Lancée en 1955, la Citroën DS n’innove pas sur le plan mécanique, mais sa suspension “hydropneumatique”, elle, révolutionne le “touché” de route, même en étant chargée. Position haute ou moyenne, la suspension de la DS est particulièrement à même d’amortir les ébats les plus violents avec un style. La banquette arrière est d’une seule pièce et particulièrement moelleuse, qu’elle soit en tissu ou en simili. Et que dire du break qui en plus offre l’espace qu’il manquait à la berline pour ce genre d’acrobaties ? Indispensable.

Ces deux amoureux américains semblent être heureux de leur DS21 Wagon. Ont-ils déjà des idées en tête ?

Les coussins d’huiles ont heureusement évolué, passant du liquide rouge dévastateur pour les joints au liquide vert inoffensif, mais le résultat sera toujours le même : une imperturbable routière en mouvement comme à l’arrêt, dans l’effort comme dans le réconfort. Un choix facile donc, mais de plus en plus recherché, allez savoir pourquoi ?

La Jaguar Type E

Avant d’envisager de s’envoyer en l’air, il faut séduire. La légende dit qu’une femme peut se laisser séduire par une belle voiture de sport. Poncif ? Peut-être mais dans l’esprit des hommes, il reste bien ancré. L’automobile peut parfois virer au concours de quéquette. Et quand en plus la carrosserie se prête à la bagatelle, il serait dommage de s’en priver.

Car en amour tout ne se passe pas à l’intérieur, souvent exigu ou peu pratique, nécessitant presque toujours des dons de contorsionniste. Parfois, il vaut donc mieux (du moins l’été) disposer d’un roadster anglais doté d’un long capot. La Jaguar Type E en est l’exemple le plus flagrant. 

Ce n’est pas un hasard si Austin Powers circule dans une “Shaguar” ornée de l’Union Jack. De quoi embarquer les filles, qui, une fois séduites par le conducteur comme par le son du V12 (ou du 6 cylindres), se laisseront tentées par ce si long capot encore un peu chaud pour prolonger la balade de façon agréable et ludique.

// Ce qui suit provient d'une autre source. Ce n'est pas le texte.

PR #4378, opened 2026-01-21
chore: Use a new file format in stages SDK

sfc-gh-jmichalak:
- Introduce new StageFileFormatRequest struct and generated SDK files for improved file format handling in stage operations
- Rename FileFormats interface and implementation to LegacyFileFormats to prepare for future API improvements
- Rename FileFormatTypeOptions to LegacyFileFormatTypeOptions for consistency
- Update stage definitions to use new StageFileFormatRequest with proper validation

### DIFF
--- a/pkg/internal/genhelpers/struct_details_extractor_test.go
+++ b/pkg/internal/genhelpers/struct_details_extractor_test.go
@@ -114,7 +114,7 @@ func Test_ExtractStructDetails(t *testing.T) {
 		assertFieldExtracted(structDetails.Fields[29], "unexportedIdentifierSlice", "[]sdk.SchemaObjectIdentifier", "slice")
 
 		assertFieldExtracted(structDetails.Fields[30], "unexportedInterface", "sdk.ObjectIdentifier", "interface")
-		assertFieldExtracted(structDetails.Fields[31], "unexportedStruct", "sdk.FileFormatTypeOptions", "struct")
+		assertFieldExtracted(structDetails.Fields[31], "unexportedStruct", "sdk.LegacyFileFormatTypeOptions", "struct")
 	})
 }
 


pkg/sdk/generator/defs/file_formats_def.go
```diff
@@ -0,0 +1,137 @@
...
+
+func fileFormatDef() *g.QueryStruct {
+	return g.NewQueryStruct("FileFormatOptions").
+		OptionalQueryStructField(
+			"CsvOptions",
+			g.NewQueryStruct("FileFormatCsvOptions").
+				PredefinedQueryStructField("formatType", "string", g.StaticOptions().SQL("TYPE = CSV")).
+				OptionalAssignment("COMPRESSION", g.KindOfTPointer[sdkcommons.CsvCompression](), g.ParameterOptions().NoQuotes()).
+				OptionalQueryStructField("RecordDelimiter", stageFileFormatStringOrNone(), g.ListOptions().NoParentheses().SQL("RECORD_DELIMITER =")).
+				OptionalQueryStructField("FieldDelimiter", stageFileFormatStringOrNone(), g.ListOptions().NoParentheses().SQL("FIELD_DELIMITER =")).
```
sfc-gh-asawicki, line 30: We need to tackle definitions like `.SQL("FIELD_DELIMITER =")` (containing equals sign in SQL). I don't want to block this PR as there are more places in our codebase where we use this hack. I will add this to our internal sdk generation improvements tracker.

pkg/sdk/file_formats_validations_gen.go
```diff
@@ -0,0 +1,17 @@
...
+var _ validatable = new(DummyOperationFileFormatOptions)
+
+func (opts *DummyOperationFileFormatOptions) validate() error {
+	if opts == nil {
+		return ErrNilOptions
+	}
+	var errs []error
+	// adjusted manually
+	if valueSet(opts.FileFormat) {
+		errs = append(errs, opts.FileFormat.validate())
```
sfc-gh-asawicki, line 14: why the whole validate was extracted in the ext file?

sfc-gh-jmichalak: Mainly because this method validates the whole `DummyOperationFileFormatOptions`, but we want to validate only the `FileFormat` struct. On the other hand, we could leave the validation code here (so, no manual changes in the end) and have a duplicate in `ext`.

pkg/sdk/generator/defs/file_formats_def.go
sfc-gh-jmichalak: 👍

sfc-gh-asawicki: Added to generator readme (locally, I will push it with other changes)

PR #4380, opened 2026-01-22
feat: support private facts and metrics in semantic views

sfc-gh-sarur:
Adding support for private facts and metrics.

## Test Plan

* [x] acceptance tests
* [x] integration tests


pkg/testacc/data_source_semantic_views_acceptance_test.go
sfc-gh-sarur, line 1: there seems to be an issue with the data source tests, I could not run them on the dev branch either.

sfc-gh-jmichalak:
Hi @sfc-gh-sarur  👋 
Thanks for your contribution! I'll review it on Monday.

sfc-gh-sarur:
Hi @sfc-gh-jmichalak ! Did you get a chance to review this PR yet?

docs/resources/semantic_view.md
```diff
@@ -64,13 +64,15 @@ resource "snowflake_semantic_view" "complete" {
   }
 
   facts {
+    is_private                = true
```
sfc-gh-jmichalak: Please also add an entry to the migration guide.

pkg/sdk/generator/defs/semantic_views_def.go
```diff
@@ -55,8 +55,8 @@ var semanticViewsDef = g.NewInterface(
 			Name().
 			PredefinedQueryStructField("logicalTables", "[]LogicalTable", g.ParameterOptions().Required().Parentheses().NoEquals().SQL("TABLES")).
 			PredefinedQueryStructField("semanticViewRelationships", "[]SemanticViewRelationship", g.ParameterOptions().Parentheses().NoEquals().SQL("RELATIONSHIPS")).
-			PredefinedQueryStructField("semanticViewFacts", "[]SemanticExpression", g.ParameterOptions().Parentheses().NoEquals().SQL("FACTS")).
-			PredefinedQueryStructField("semanticViewDimensions", "[]SemanticExpression", g.ParameterOptions().Parentheses().NoEquals().SQL("DIMENSIONS")).
+			PredefinedQueryStructField("semanticViewFacts", "[]FactDefinition", g.ParameterOptions().Parentheses().NoEquals().SQL("FACTS")).
```
sfc-gh-jmichalak, line 58: Why are these two changed?

pkg/sdk/semantic_views_ext.go
```diff
@@ -58,6 +66,30 @@ func (m *MetricDefinition) SetWindowFunctionMetricDefinition(windowFunc *WindowF
 	m.windowFunctionMetricDefinition = windowFunc
 }
 
+func (f *FactDefinition) GetIsPrivate() *bool {
+	return f.isPrivate
+}
+
+func (f *FactDefinition) SetIsPrivate(isPrivate *bool) {
```
sfc-gh-jmichalak: Please remove the Set... methods here. In dto_builders_gen, you have autogenerated `With...` methods.

pkg/sdk/testint/semantic_view_integration_test.go
```diff
@@ -147,6 +147,63 @@ func TestInt_SemanticView(t *testing.T) {
 		)
 	})
 
+	t.Run("create: with private facts and metrics", func(t *testing.T) {
```
sfc-gh-jmichalak: This should be tested in one of the already existing cases - feel free to just add the PRIVATE field to one of the requests, and add an appropriate assertion.

pkg/testacc/data_source_semantic_views_acceptance_test.go
```diff
@@ -33,7 +33,7 @@ func TestAcc_SemanticViews_Basic(t *testing.T) {
 	logicalTable1 := model.LogicalTableWithProps("lt1", table1.ID(), []sdk.SemanticViewColumn{{Name: "a1"}}, [][]sdk.SemanticViewColumn{{{Name: "a2"}}, {{Name: "a3"}, {Name: "a4"}}}, nil, "logical table 1")
 	semExp1 := model.SemanticExpressionWithProps(`"lt1"."se1"`, `SUM("lt1"."a1")`, []sdk.Synonym{{Synonym: "sem1"}, {Synonym: "baseSem"}}, "semantic expression 1")
 
-	metric1 := model.MetricDefinitionWithProps(semExp1, nil)
+	metric1 := model.MetricDefinitionWithProps(semExp1, nil, false)
```
sfc-gh-jmichalak: This function should not be changed. Instead, the new parameter should be added like `WithPrivate...`.

pkg/testacc/data_source_semantic_views_acceptance_test.go
sfc-gh-jmichalak: They are passing on dev branch. If you have any errors, please paste them here.

pkg/acceptance/bettertestspoc/config/model/semantic_view_model_ext.go
```diff
@@ -303,17 +309,37 @@ func WindowFunctionMetricDefinitionWithProps(
 	return windowFunctionMetricDefinition
 }
 
-func MetricDefinitionWithProps(semExp *sdk.SemanticExpression, windowFunc *sdk.WindowFunctionMetricDefinition) *sdk.MetricDefinition {
+func MetricDefinitionWithProps(semExp *sdk.SemanticExpression, windowFunc *sdk.WindowFunctionMetricDefinition, isPrivate bool) *sdk.MetricDefinition {
```
sfc-gh-jmichalak: Please remove these funcs with isPrivate and DimensionDefinitionWithProps. Use WithIsPrivate directly in tests.

pkg/resources/semantic_view.go
```diff
@@ -182,6 +182,12 @@ var semanticViewsSchema = map[string]*schema.Schema{
 		Description: externalChangesNotDetectedFieldDescription("The list of facts in the semantic view."),
 		Elem: &schema.Resource{
 			Schema: map[string]*schema.Schema{
+				"is_private": {
+					Type:        schema.TypeBool,
```
sfc-gh-jmichalak: Use our stringBool solution, check other resources like saml2's "enabled' field.

pkg/resources/semantic_view.go
```diff
@@ -620,7 +631,8 @@ func getMetricDefinitionRequest(from any) (*sdk.MetricDefinitionRequest, error)
 				semExpRequest = semExpRequest.WithSynonyms(sRequest)
 			}
 		}
-		return metricDefinitionRequest.WithSemanticExpression(*semExpRequest), nil
+		return metricDefinitionRequest.WithSemanticExpression(*semExpRequest).
+			WithIsPrivate(c["is_private"].(bool)), nil
```
sfc-gh-jmichalak: WithIsPrivate should be used only if it's set. Check `booleanStringAttributeCreate`

pkg/resources/semantic_view.go
```diff
@@ -644,10 +656,86 @@ func getMetricDefinitionRequest(from any) (*sdk.MetricDefinitionRequest, error)
...
-		return metricDefinitionRequest.WithWindowFunctionMetricDefinition(*windowFuncRequest), nil
+		return metricDefinitionRequest.WithWindowFunctionMetricDefinition(*windowFuncRequest).
+			WithIsPrivate(c["is_private"].(bool)), nil
 	default:
-		return nil, fmt.Errorf("either semantic expression or window function is required")
+		return nil, fmt.Errorf("either semantic expression or window function is required in metric definition")
+	}
+}
+
+func getFactDefinitionRequest(from any) (*sdk.FactDefinitionRequest, error) {
```
sfc-gh-jmichalak, line 675: These two look very similar. Please extract some common code.

pkg/resources/semantic_view.go
```diff
@@ -644,10 +656,86 @@ func getMetricDefinitionRequest(from any) (*sdk.MetricDefinitionRequest, error)
...
+
+	sqlExpression := c["sql_expression"].(string)
+	if sqlExpression == "" {
+		return nil, fmt.Errorf("sql_expression is required")
+	}
+	sqlExpRequest := sdk.NewSemanticSqlExpressionRequest().
+		WithSqlExpression(sqlExpression)
+	semExpRequest := sdk.NewSemanticExpressionRequest(qualifiedExpNameRequest, sqlExpRequest)
+
+	if c["comment"] != nil && c["comment"].(string) != "" {
```
sfc-gh-jmichalak: Our helpers in resource_helpers_create and resource_helpers_update can handle it.

pkg/resources/semantic_view.go
sfc-gh-asawicki: +1

pkg/resources/semantic_view.go
```diff
@@ -259,9 +265,14 @@ var semanticViewsSchema = map[string]*schema.Schema{
 		Elem: &schema.Resource{
 			Schema: map[string]*schema.Schema{
 				// TODO [SNOW-2396311]: update the SDK with the newly added/updated fields for semantic expressions, then add them here
-				// TODO [SNOW-2396371]: add PUBLIC/PRIVATE field
 				// TODO [SNOW-2398097]: add table_alias
 				// TODO [SNOW-2398097]: add fact_or_metric
+				"is_private": {
```
sfc-gh-asawicki, line 271: same as above. The rationale in https://github.com/snowflakedb/terraform-provider-snowflake/blob/main/v1-preparations/CHANGES_BEFORE_V1.md#default-values

pkg/resources/semantic_view.go
sfc-gh-asawicki: +1

pkg/resources/semantic_view.go
sfc-gh-asawicki: +1

pkg/sdk/testint/semantic_view_integration_test.go
sfc-gh-asawicki: +1

pkg/sdk/semantic_views_ext.go
sfc-gh-asawicki: +1

pkg/testacc/data_source_semantic_views_acceptance_test.go
sfc-gh-asawicki: +1

docs/resources/semantic_view.md
sfc-gh-sarur: done

pkg/resources/semantic_view.go
sfc-gh-sarur: done

pkg/resources/semantic_view.go
sfc-gh-sarur: done

pkg/resources/semantic_view.go
sfc-gh-sarur: done

pkg/resources/semantic_view.go
sfc-gh-sarur: done

pkg/sdk/generator/defs/semantic_views_def.go
sfc-gh-sarur: Facts can have the private field, but dimensions can't. So I wrapped the semantic expression object within FactDefinition and DimensionDefinition and added the is_private field for facts only. I did not strictly need to wrap the dimensions right now, but I believe it will get some more fields in the near future which won't apply to facts. So I just did the prep work for it now. It does not change anything for the users.

pkg/sdk/testint/semantic_view_integration_test.go
sfc-gh-sarur: done

pkg/sdk/semantic_views_ext.go
sfc-gh-sarur: done

pkg/testacc/data_source_semantic_views_acceptance_test.go
sfc-gh-sarur: The WithIsPrivate function is on *MetricDefinitionRequest, but the MetricDefinitionWithProps gives us a MetricDefinition object. In this case, how can this be done?

sfc-gh-jmichalak: Right, I didn't see this uses the sdk request functions. We can leave it for now, but we could just inline `*sdk.MetricDefinition` here.

sfc-gh-sarur: OK, I will leave is as is for now. That means I will need to leave the SetIsPrivate() methods as well, since the isPrivate field is unexported and there is no other way to modify it

MIGRATION_GUIDE.md
```diff
@@ -332,6 +332,12 @@ No changes in configuration are required.
 
 References: [#1630](https://github.com/snowflakedb/terraform-provider-snowflake/issues/1630)
 
+### *(new feature)* Private Facts and Metrics support in Semantic Views
```
sfc-gh-jmichalak: 1. This is stale now - move to top under `v2.14.0`
2. nit: let's not document the public behavior, as we don't want to rely on SF defaults in general. Maybe just link to the semantic view docs.

pkg/sdk/semantic_views_ext.go
sfc-gh-jmichalak: The methods are still here.

pkg/acceptance/bettertestspoc/config/model/semantic_view_model_ext.go
sfc-gh-jmichalak: This is not addressed. We should use structs from dto_builders, as they have public methods and fields. And then, remove the custom `Set` methods for the structs in `gen` file.

pkg/resources/semantic_view.go
sfc-gh-jmichalak: I believe this is incorrect. This should be set only if `v != BooleanDefault` - so you can use `booleanStringAttributeCreate` as I stated above.

pkg/testacc/data_source_semantic_views_acceptance_test.go
sfc-gh-jmichalak: I wrote it in the other comment - we should use other types for this. But it can be done in a follow-up. Also, we should test what happens when we don't set the is_private field. And I believe this could fail due to incorrect handling - I added a comment in the resource implementation.

pkg/resources/semantic_view.go
```diff
@@ -620,6 +633,14 @@ func getMetricDefinitionRequest(from any) (*sdk.MetricDefinitionRequest, error)
 				semExpRequest = semExpRequest.WithSynonyms(sRequest)
 			}
 		}
+		if v := c["is_private"]; v != nil {
+			isPrivate, err := booleanStringToBool(c["is_private"].(string))
+			if err != nil {
+				return nil, err
+			}
+			return metricDefinitionRequest.WithSemanticExpression(*semExpRequest).
```
sfc-gh-jmichalak: Let's define metricDefinitionRequest outside, and here don't return (this will get returned below). The reason is that when you add support for a new type, this would be incorrect or would have to be rewritten. Same in other places. The pattern is like

```
req := sdk.NewXRequest()
if field is set {
  req.WithField(v)
}
return req
```

pkg/resources/semantic_view.go
```diff
@@ -806,3 +866,35 @@ func getRelationshipRequests(from any) ([]sdk.SemanticViewRelationshipRequest, e
 	}
 	return to, nil
 }
+
+func getFactDefinitionRequests(from any) ([]sdk.FactDefinitionRequest, error) {
+	cols, ok := from.([]any)
+	if !ok {
+		return nil, fmt.Errorf("type assertion failure")
```
sfc-gh-jmichalak: Nit: let's improve error messages here or in the callers. Right now, this error doesn't say much.

pkg/acceptance/bettertestspoc/config/model/semantic_view_model_ext.go
sfc-gh-sarur: I am a bit confused about this, we did not add any structs in the semantic_views_dto_builders_gen.go, are you referring to a different file?

sfc-gh-asawicki: Hmmm. I don't know, maybe it was marked in one of your older PRs but all these methods here in this file that return `*sdk.<Something>` should be removed from here..

The model package is to create the terraform representation (so methods returning model SemanticViewModel). What you are building here is not the model but the definition. So it should be built using the builders from the sdk like @sfc-gh-jmichalak suggested.

pkg/resources/semantic_view.go
sfc-gh-sarur: Makes sense, done

pkg/sdk/semantic_views_ext.go
sfc-gh-jmichalak: This is still unanswered. These helpers should not be needed, as we should use `Request` structs, which already have these helpers generated - see `semantic_views_dto_builders_gen.go`.

MIGRATION_GUIDE.md
sfc-gh-jmichalak: We released v2.14.0, so this entry should be under 2.15.0

pkg/acceptance/bettertestspoc/config/model/semantic_view_model_ext.go
```diff
@@ -173,15 +173,18 @@ func (s *SemanticViewModel) WithMetrics(metrics []sdk.MetricDefinition) *Semanti
 			}
 			m["window_function"] = tfconfig.ListVariable(tfconfig.ObjectVariable(windFuncVar))
 		}
+		m["is_private"] = tfconfig.BoolVariable(v.GetIsPrivate())
```
sfc-gh-jmichalak: I think this way it will always be set. Let's set this map key only if the property in `v` is non-nil. Same in other places.

pkg/resources/semantic_view.go
```diff
@@ -644,10 +664,43 @@ func getMetricDefinitionRequest(from any) (*sdk.MetricDefinitionRequest, error)
...
+
+	semExpRequest, err := getSemanticExpressionRequest(from)
+	if err != nil {
+		return nil, err
+	}
+
+	factDefinitionRequest := sdk.NewFactDefinitionRequest().
+		WithSemanticExpression(*semExpRequest)
+
+	if v := c["is_private"]; v != nil {
```
sfc-gh-jmichalak: `&& v.(string) != BooleanDefault` is missing here. This will error in booleanStringToBool if this field is not set. I believe it was not caught in the tests because the `is_private` is always set in the current configuration.

sfc-gh-sarur: done

pkg/acceptance/bettertestspoc/config/model/semantic_view_model_ext.go
sfc-gh-sarur: Done

docs/resources/semantic_view.md
```diff
@@ -64,13 +64,15 @@ resource "snowflake_semantic_view" "complete" {
   }
 
   facts {
+    is_private                = "true"
```
sfc-gh-jcieslak, line 67: nit: not sure if we want to have them in quotes or not. Generally, the fields are strings, but HCL has built-in type coercion which allows for putting boolean `true` or `false` keywords in string fields, which will transform them into string representations `"true"` and `"false"`.

MIGRATION_GUIDE.md
```diff
@@ -26,6 +26,10 @@ for changes required after enabling given [Snowflake BCR Bundle](https://docs.sn
 
 ## v2.14.x ➞ v2.15.0
 
+### *(new feature)* Private Facts and Metrics support in Semantic Views
+
+We have added support for Private Facts and Metrics in the Semantic Views resource.
```
sfc-gh-jcieslak, line 31: nit: would be useful to give a bit more context (e.g. examples)

sfc-gh-sarur:
The acceptance tests failed on this test 
```
=== RUN   TestAcc_Provider_testFixedDefaultAuthenticatorForToken
    provider_acceptance_test.go:774: Generated config:
        data "snowflake_database" "t" {
          name = "acc_test_db_AT_AD592FC37EC1DB7CD6C231E6026F64B0F296D984"
        }
    provider_acceptance_test.go:782: TestStep 1/2 running init: exit status 1
        
        Error: Failed to install provider
        
        Error while installing snowflakedb/snowflake v2.8.0: could not query provider
        registry for registry.terraform.io/snowflakedb/snowflake: failed to retrieve
        authentication checksums for provider: the request failed after 2 attempts,
        please try again later: 502 Bad Gateway returned from github.com
        
--- FAIL: TestAcc_Provider_testFixedDefaultAuthenticatorForToken (1.38s)
```

The Semantic View resource and datasource tests passed successfully.

PR #4381, opened 2026-01-23
chore: Add missing WIF integration tests

sfc-gh-jmichalak:
- Add missing integration tests for AWS, Azure, and GCP workload identity federation (WIF) authentication methods
- Update the examples in manual tests

### DIFF
--- a/pkg/sdk/testint/users_integration_test.go
+++ b/pkg/sdk/testint/users_integration_test.go
@@ -576,16 +576,59 @@ func TestInt_Users(t *testing.T) {
 		subject string
 	}
 
+	awsWifConfig := func(arn string) *sdk.UserObjectWorkloadIdentityProperties {
+		return &sdk.UserObjectWorkloadIdentityProperties{
+			AwsType: &sdk.UserObjectWorkloadIdentityAws{
+				Arn: sdk.String(arn),
+			},
+		}
+	}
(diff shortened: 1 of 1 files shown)


pkg/sdk/testint/users_integration_test.go
```diff
@@ -1299,6 +1502,178 @@ func TestInt_Users(t *testing.T) {
...
+			wifConfig: func(data any) *sdk.UserObjectWorkloadIdentityProperties {
+				return gcpWifConfig(data.(gcpWifData).subject)
+			},
+			wifAssertion: func(t *testing.T, assertion *objectassert.UserWorkloadIdentityAuthenticationMethodsAssert, data any) {
+				gcpWifAssertion(t, assertion, data.(gcpWifData).subject)
+			},
+		},
+	}
+
+	for _, tt := range wifAlterTestCases {
```
sfc-gh-asawicki, line 1617: I'm unsure if we need to test the whole "matrix" of options here. Maybe it would be enough to test all the "providers" for one of the user types? My main concern is the explosion of test cases and execution time. It's not blocking this PR, but this is something we should discuss internally soon.

sfc-gh-jmichalak: Sure, we can discuss our approach, because it affects many other resources.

En vacances, en Volvo 240 GLT, tout peut arriver, surtout si on s’aime

Volvo 240 Break

On dit les suédoises plus libres ? Légende ou réalité ? Une chose est sûre : pour ce genre d’activité tout aussi sûrement que pour un déménagement, la Volvo 240 Break saura vous satisfaire. Grande, robuste, habitable, que demander de plus pour passer une nuit dévergondée.

L’avantage, c’est qu’elle peut aussi servir seul, pour dépanner après un mariage trop arrosé imposant de rester sur les lieux le temps de décuver : le rang arrière rabattu, le plancher enfin plat, un matelas pour amortir, la 240 Break se transforme en chambre en deux temps trois mouvements, sans avoir un look de monospace au parfum moins glamour.

Au pire, la Volvo (ici une 245 GL) servira au transport du matériel, pour s’envoyer en l’air autrement.

Bien sûr, il faut aimer le carré, le fonctionnel. Cela impose de séduire avant de montrer sa voiture : ne pas compter sur elle pour aider, elle garde une vocation utilitaire et ne vend du rêve qu’une fois l’affaire emballée. C’est déjà ça !

Avec un tel look, comment ne pas séduire et, qui sait, conclure ?

Chevrolet El Camino 5

Ce n’est pas le cas de tout le monde, mais certains vouent une passion pour l’Amérique et ses bimbos des années 80. La faute sans doute aux nombreux feuilletons diffusés en France dans ces années-là, faisant tomber bien des ados de l’époque dans l’amour des belles américaines (aux deux sens du terme). Pour concilier cela et espérer séduire Daisy Duke (Shérif fais moi peur) ou Markie Post (L’homme qui tombe à pic), pourquoi ne pas opter pour une Chevrolet El Camino 5.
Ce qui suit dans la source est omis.